(Beginning of Given records)
PR #219, opened 2024-01-26
Bandicoot library example to train an mnist example

shrit:
Hi,

This is a draft and still does not compile.

### DIFF
--- a/mnist_simple_coot/mnist_simple_coot.cpp
+++ b/mnist_simple_coot/mnist_simple_coot.cpp
@@ -14,8 +14,10 @@
  * @author Omar Shrit
  */
 #define MLPACK_ENABLE_ANN_SERIALIZATION
-#include <mlpack.hpp>
+#define MLPACK_HAS_COOT
+
 #include <bandicoot>
+#include <mlpack.hpp>
 
 #if ((ENS_VERSION_MAJOR < 2) || \
     ((ENS_VERSION_MAJOR == 2) && (ENS_VERSION_MINOR < 13)))
@@ -30,7 +32,7 @@ coot::Row<size_t> getLabels(coot::mat predOut)
   coot::Row<size_t> predLabels(predOut.n_cols);
   for (coot::uword i = 0; i < predOut.n_cols; ++i)
   {
-    predLabels(i) = predOut.col(i).index_max();
+    // predLabels(i) = predOut.col(i).index_max();
   }
   return predLabels;
 }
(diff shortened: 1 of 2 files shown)


rcurtin (commented):
I'm looking forward to when this works!  We will also need to think about ensuring that the CI workers have a GPU so that we can actually test this example.  Or, something along those lines.

mnist_simple_coot/mnist_simple_coot.cpp
```diff
@@ -0,0 +1,188 @@
...
+ * mlpack is free software; you may redistribute it and/or modify it under the
+ * terms of the 3-clause BSD license.  You should have received a copy of the
+ * 3-clause BSD license along with mlpack.  If not, see
+ * http://www.opensource.org/licenses/BSD-3-Clause for more information.
+ *
+ * @author Eugene Freyman
+ * @author Omar Shrit
+ */
+#define MLPACK_ENABLE_ANN_SERIALIZATION
+#define MLPACK_HAS_COOT
```
rcurtin, line 17: Just a TODO, we should integrate definition of `MLPACK_HAS_COOT` into the mlpack headers (maybe in `prereqs.hpp` or something, we try to detect Bandicoot), so that users don't have to write it by hand.  You're probably already thinking that, I just wanted to write it down so it doesn't get forgotten.

mnist_simple_coot/mnist_simple_coot.cpp
```diff
@@ -0,0 +1,188 @@
...
+ *
+ * mlpack is free software; you may redistribute it and/or modify it under the
+ * terms of the 3-clause BSD license.  You should have received a copy of the
+ * 3-clause BSD license along with mlpack.  If not, see
+ * http://www.opensource.org/licenses/BSD-3-Clause for more information.
+ *
+ * @author Eugene Freyman
+ * @author Omar Shrit
+ */
+#define MLPACK_ENABLE_ANN_SERIALIZATION
```
rcurtin, line 16: Serialization will be a little tricky.  When this macro is enabled, we compile all the `serialize()` functions for all the layer types---for the type `arma::mat`.  Instead, we'll need to do `CEREAL_REGISTER_MLPACK_LAYERS(coot::mat)` or similar.  Also, we'll need to actually implement a `serialize()` function for Bandicoot types, a bit like in `src/mlpack/core/arma_extend/serialize_armadillo.hpp`.  I think the strategy should just be to convert it to an Armadillo matrix (i.e. pull it off the GPU into the CPU), and then serialize that, plus a little bit of code to put the Armadillo matrix back onto the GPU during loading.  Anyway, I can help with that when we get there.

mnist_simple_coot/mnist_simple_coot.cpp
shrit: Yes, on my list,

mnist_simple_coot/mnist_simple_coot.cpp
shrit: Yes, for now, the easy solution for now would be to convert it back to Armadillo.
In all cases, we are loading an armadillo matrix, so we will have to do the conversion at least once.
Once we have the load functionality for Bandicoot, if it makes sense, then we can think of serialization.

PR #222, opened 2024-03-12
df.corr should add additional argument to handle string data

tunglinwood:
1. (Minor) add `!pip install packages` including `statsmodels` , `folium`, and most important `mlpack` to avoid errors if user try on Jupyter notebook online.
2. (Major)since pandas version 2.0.0 now you need to add numeric_only=True param to avoid the issue


rcurtin:
Hey @tunglinwood, I did not realize that both this PR and #224 were open for the same thing.  I think that #224 is a more complete solution as it also fixes the other issues you pointed out in https://github.com/mlpack/mlpack/issues/3655, but the fix for `df.corr()` here is cleaner in my opinion.

For the `!pip install` bit, I wouldn't mind hearing @zoq's opinions and others who have been more involved with the development of Python notebooks in the past.  If we do it here, we should probably do it for all Python notebooks.  But I think that the intention was that these could be run in mlpack Binder images, so mlpack and other dependencies would already be installed.

PR #225, opened 2024-04-08
Refactor rl examples

Ali-Hossam:
This PR offers a refactored Reinforcement learning .cpp examples so that they work with the new mlpack API


rcurtin:
Are these just the C++ fixes from #223?  (If so we can just handle these changes there.)

Ali-Hossam:
Yes they are the same, i just noticed that i made two PRs instead of one. Should i close #223 and reopen this? @rcurtin

rcurtin:
Nah, #223 is just fine :+1:

Issue #1355, opened 2026-07-16
[Suggestion] Allow animated object as object based background.


adfriz:
as title said.

a practical use of this is a fake animated background, essentially just using `TextureShiftXFunction = time * 0.005` for moving the texture overtime.

see this example in object viewer.

There is 3 main way:

1. moving the main texture background overtime (AFAIK plenty of AAA games still use this).
2. Half dome mesh with moving texture, can be used as clouds layer.
3. Flat quad mesh, also can be used as moving clouds and stacked for fake clouds.

https://github.com/user-attachments/assets/1a9f1108-a029-4fe7-bdc8-df86ce2ae5f2

adfriz:
i think i have done it...

https://github.com/user-attachments/assets/1e52836e-6fb2-4766-a4e9-508a32d344db

i will do a PR soon.

adfriz:
@ginga81 

you may want to test this on your machine.

here is the animated object.

[Animated Object as Background.zip](https://github.com/user-attachments/files/30123195/Animated.Object.as.Background.zip)

Please refer to the documentation here : 
https://openbve-project.net/documentation_hugo/en/routes/xml/dynamicbackground.html

https://openbve-project.net/documentation_hugo/en/routes/csv.html#texture

usually just need to add in the Texture namespace like this:

```
With Texture
	.Background(0) bg.xml
```

you can also edit the formula for that moving texture, less value means slower.

ginga81:
I checked using the object viewer.
An error appeared stating that "dome.b3d" could not be found.
It seems it is not included in the zip file.

adfriz:
oh my bad, here is.

[dome.txt](https://github.com/user-attachments/files/30129901/dome.txt)

just rename it to "dome.b3d"

btw, the you dont need to follow my object naming for using object based background, any name is ok.

and the important part only the sky.b3d because its just a sphere object i made that i tweak the UV a bit.

For the sky.b3d you must use 360 degree panoramic image in jpg or png.

you can use CC0 License panoramic image in ambientcg.com or polyhaven.com, but you need to use the tonemapped or convert it yourself from hdr or exr images.

ginga81:
<img width="1920" height="1080" alt="Image" src="https://github.com/user-attachments/assets/41dd77cc-7913-4cd8-bdfc-08ac1a80fc6b" />
I managed to get the animation working and displayed it in RouteViewer!
I was amazed at how incredible it is!
[...]

PR #1356, opened 2026-07-17
Allow animated object as object based background in routes

adfriz:
related to #1355 

@leezer3 ready for review.


leezer3:
Thanks.
Dunno if there was a reason for not allowing animated objects in the first place, but this seems sensible enough.

I've tweaked it slightly, and will merge this in a minute when CI parses.

adfriz:
thanks, i thought i need to wait for #1352 😅

leezer3:
That's near enough finished I think, might merge that after the weekend.

I'm using it whilst testing generally and I'm trying to run back through the routes I fixed object issues in as well, but I'm trying to be cautious before merging the thing; someone will find something I overlooked the moment it goes public....

PR #1361, opened 2026-07-20
New: Convert train.dat parser to block format

leezer3:
WIP...

This PR converts the train.dat parser to block format.

Same basic idea as the other parsers, but in this case is primarily to get this closer to a clean licence state.
Need to investigate further whether we can modify TE2 a bit to use the common plugin when loading train properties; if we can do this it'd probably get rid of plenty of duplicate code.


leezer3:
Some further thoughts / notes:
The TrainDatKey enum is only used for errors (not in the file). Might well be possible to combine this with the TrainXMLKey. Need to look into that.

Errors are currently commented out, need to add the current line property.

Licence headers wise, we could probably now add BSD-2 to this file when it's been cleaned up- There's still some duplicate bits and bobs.
The remaining code is all 'facts' and 'magic numbers', neither of which would meet the bar for attracting copyright, although technically I suppose I'd have to re-write the way it's structured.
I'm reasonably happy that re-doing the actual parsing bit in this case qualifies it as being sufficiently new though....

PR #1364, opened 2026-07-29
Update Net Framework version to 4.8

leezer3:
This PR updates the base supported .Net framework version to 4.8

**Should** be harmless, supported on everything from Windows 7 upwards.
Should also be OK on Mono, but will need testing in that regards before thinking of merging. Train plugins referencing older versions of OpenBveApi should be OK. but this wants testing too.

Might be better to go direct to 4.8, but let's see what this does first.


adfriz:
i think directly to 4.8 _maybe_ better? the newer JIT compiler _could_ make startup faster and maybe other stuff as well.

https://learn.microsoft.com/en-us/dotnet/framework/whats-new/#whats-new-in-net-framework-48

for windows 7 i think this supported at least minimum SP1.

leezer3:
Might do.
4.8 is odd, as 4.8.1 doesn't do Windows 7, despite looking like a minor point release from the version number. 

Trying to step slowly at the minute though and test each step on all platforms; there's enough legacy cruft around I'd prefer to not be trying to revert though multiple framework steps.
It doesn't help either that Debian Forky seems to have broken WinForms on Mono at the minute.

leezer3:
```
DllNotFoundException

openal32.dll assembly:<unknown assembly> type:<unknown type> member:(null)
```

Debian doesn't work at the minute- have tried bumping to 4.8 as well to be one the safe side...
That's a very odd error too. This might just be a further sympton of Forky being broken

leezer3:
This is a nasty little rabbit hole...

The Mono default terminal driver has a hardcoded magic number (which obviously hasn't yet been updated even in Forky)
The 'usual' fix of setting ``TERM=xterm`` appears to need inverting to ``TERM=linux``

This fixes our WinForms and errors to the console. It doesn't fix the OpenAL issues yet though. Still digging on that one....

leezer3:
OK, really odd...

JetBrains Rider is messing up the build output location on Linux, so the .dll.config file wasn't being copied. Copy that across and it seems to load OpenAL now. 

Will try and test under Apple later, but I foresee issues if Debian is being this problematic. Might want to cherry-pick the last commit into master if this is going to sit around for a while...

leezer3:
OK, so that at least works on Apple with no further changes. Rider is failing to copy the .dll.config file here too though.
I'm sure it wasn't doing that last time I tried, but still....

Will try updating this PR to 4.8 later and see if that builds OK on all platforms again.

Other notes:
Finding the reference assemblies appears to be problematic in some cases (Rider again....). We can work around that by adding the reference assemblies package to our Nuget list for all projects.

leezer3:
Now updated to 4.8
This also contains changes to the makefile to fix it on Forky. These will probably also apply to the most recent Ubuntu versions.

PR #1371, opened 2026-08-01
New: Add easing functions to FunctionScript

adfriz:
Adds lerp, smoothstep and the full set of Robert Penner easing functions (sine, quad, cubic, quart, quint, expo, circ, back, elastic and bounce, each in in/out/inout variants) to the function script API for the animated objects.

Need more test, examples and documentation...


adfriz:
https://github.com/user-attachments/assets/4c215d1e-bcda-4c26-bed5-931686a2b35c

example, not a proper object to animate but at least easy enough to understand.

### Full function list

| Function | Example | Effect |
|---|---|---|
| `lerp` | `lerp[a, b, t]` | linear interpolation between two values (t = 0 → a, t = 1 → b) |
| `smoothstep` | `smoothstep[a, b, x]` | Hermite curve; smooth 0→1, ramps only between a and b |
| `easeinsine` | `easeinsine[t]` | starts slow, ends fast |
| `easeoutsine` | `easeoutsine[t]` | starts fast, ends slow |
| `easeinoutsine` | `easeinoutsine[t]` | slow-fast-slow |
| `easeinquad` / `easeoutquad` / `easeinoutquad` | same pattern | quadratic variant |
| `easeincubic` / `easeoutcubic` / `easeinoutcubic` | same pattern | cubic variant (most common) |
| `easeinquart` / `easeoutquart` / `easeinoutquart` | same pattern | quartic variant |
| `easeinquint` / `easeoutquint` / `easeinoutquint` | same pattern | quintic variant |
| `easeinexpo` / `easeoutexpo` / `easeinoutexpo` | same pattern | exponential, very aggressive |
| `easeincirc` / `easeoutcirc` / `easeinoutcirc` | same pattern | circular curve |
| `easeinback` / `easeoutback` / `easeinoutback` | same pattern | overshoots target (pull-back effect) |
| `easeinelastic` / `easeoutelastic` / `easeinoutelastic` | same pattern | elastic wobble |
| `easeinbounce` / `easeoutbounce` / `easeinoutbounce` | same pattern | bounce (e.g. drop-to-ground) |

Example of a bouncy drop:

TranslateYFunction = (1 - easeoutbounce[mod[time, 4] / 4]) * 1.5

### Notes

- Inputs outside `0..1` are not clamped — `back`/`elastic`/`bounce` intentionally exceed the range mid-curve (that's their overshoot).
- For state-driven animations, use `if[...]` with a `value + delta * speed` accumulator; plain `mod[time, x]` resets abruptly (snaps), so wrap it in `min[mod[time, x], x - mod[time, x]]` or a cosine carrier if you need continuous motion.ap it in min[mod[time, x], x - mod[time, x]] or a cosine carrier if you need continuous motion.
- `t` is usually your formula

---

@leezer3 what do you think? maybe i should not include the lerp?

leezer3:
I suspect that lerp is probably actually the most useful of these actually.
slerp might also be useful, but really the limitations of the animated format are going to start hitting when you get really complex- fundamentally at the minute there's no way to chain animation positions.

PR #1374, opened 2026-08-03
Improve startup time

adfriz:
Trying to make the startup faster, especially the cold start.

from my personal test, cold start down to 4~ second. after the JIT and cache done by the OS, could make the second time app startup to be less than 2 second.

it logged to the log txt in C:\Users\username\AppData\Roaming\OpenBve\Settings

some log will be writen after the app close.

---

need more test on mac and linux and other non latin system locale e.g CJK...

and make sure all plugin loaded and working as usual...


adfriz:
this should make the window appear faster for player that use HDD. idk how much faster, i dont have any HDD laying around...

PR #1380, opened 2026-08-08
Fix macos startup regressions

kiwiaraga2000:
I hit two separate startup problems on macOS with 1.14.0.2.

First, the app bundle was missing `OpenTK.dll.config`, so OpenBVE stopped immediately with the "corrupt installation" message. The file is in the repo, but it wasn't ending up in `OpenBVE.app/Contents/Resources`.

After adding the config manually, OpenBVE got further but the OpenGL menu started crashing and relaunching in a loop. Tracing the exception showed:

```text
System.NullReferenceException
at OpenBve.Graphics.Renderers.Touch.PreRender()
```

`Touch.PreRender()` was reading `TrainManager.PlayerTrain` before checking whether the simulation had actually been set up. On the menu there is no player train yet.

This changes that order and adds a null check.

For the macOS package, it also copies `OpenTK.dll.config` into the app bundle explicitly and checks that the file is there before building the DMG.

Tested on an Apple Silicon Mac, macOS 26.5.2, Mono 6.12. With the menu bypassed using `/route` and `/train`, the simulation itself started normally.

### DIFF
--- a/makefile
+++ b/makefile
@@ -201,6 +201,8 @@ $(MAC_BUILD_RESULT): all-release
 
 	@echo $(COLOR_RED)Copying build data into $(COLOR_CYAN)OpenBVE.app$(COLOR_END)
 	@cp -r $(RELEASE_DIR)/* mac/OpenBVE.app/Contents/Resources/
+	@cp source/OpenBVE/OpenTK.dll.config mac/OpenBVE.app/Contents/Resources/OpenTK.dll.config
(End of Given records)
Task directions: Your task for the entries above: copy exactly the span starting with the line with "It seems it is not included in the zip file." and going on through the line with "PR #1356, opened 2026-07-17", both lines included, and nothing else.

Task solution:
It seems it is not included in the zip file.

adfriz:
oh my bad, here is.

[dome.txt](https://github.com/user-attachments/files/30129901/dome.txt)

just rename it to "dome.b3d"

btw, the you dont need to follow my object naming for using object based background, any name is ok.

and the important part only the sky.b3d because its just a sphere object i made that i tweak the UV a bit.

For the sky.b3d you must use 360 degree panoramic image in jpg or png.

you can use CC0 License panoramic image in ambientcg.com or polyhaven.com, but you need to use the tonemapped or convert it yourself from hdr or exr images.

ginga81:
<img width="1920" height="1080" alt="Image" src="https://github.com/user-attachments/assets/41dd77cc-7913-4cd8-bdfc-08ac1a80fc6b" />
I managed to get the animation working and displayed it in RouteViewer!
I was amazed at how incredible it is!
[...]

PR #1356, opened 2026-07-17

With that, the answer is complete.